PR #190, opened 2017-10-23
Added the step to connect to celery if not connected

jyasveer:


jyasveer:
makes sense @fridex . will update it

jyasveer:
@fridex 
i looked at the code. i am doing what you referred in the other comment already. connect_if_not_connected() in setup.py is calling init_selinon() . please refer here https://github.com/fabric8-analytics/fabric8-analytics-server/blob/master/bayesian/setup.py#L24

fridex:
> @fridex
i looked at the code. i am doing what you referred in the other comment already. connect_if_not_connected() in setup.py is calling init_selinon() . please refer here https://github.com/fabric8-analytics/fabric8-analytics-server/blob/master/bayesian/setup.py#L24

Yes, that's true. But it also initializes connection to message broker that is AFAIKS not needed in these cases. Using `init_selinon` is more optimal.

PR #193, opened 2017-11-01
Improve logging and debugging

msrb:


msrb:
Related to https://github.com/openshiftio/openshift.io/issues/1243.

@tisnik I'd try something like this first. WDYT?

cc @samuzzal-choudhury

tisnik:
LGTM! Thanks a lot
· · · · ·
*TASK DESCRIPTION*
All lines of the data above that include the word "tisnik" must be shown.

*ANSWER SECTION*
@tisnik I'd try something like this first. WDYT?
tisnik:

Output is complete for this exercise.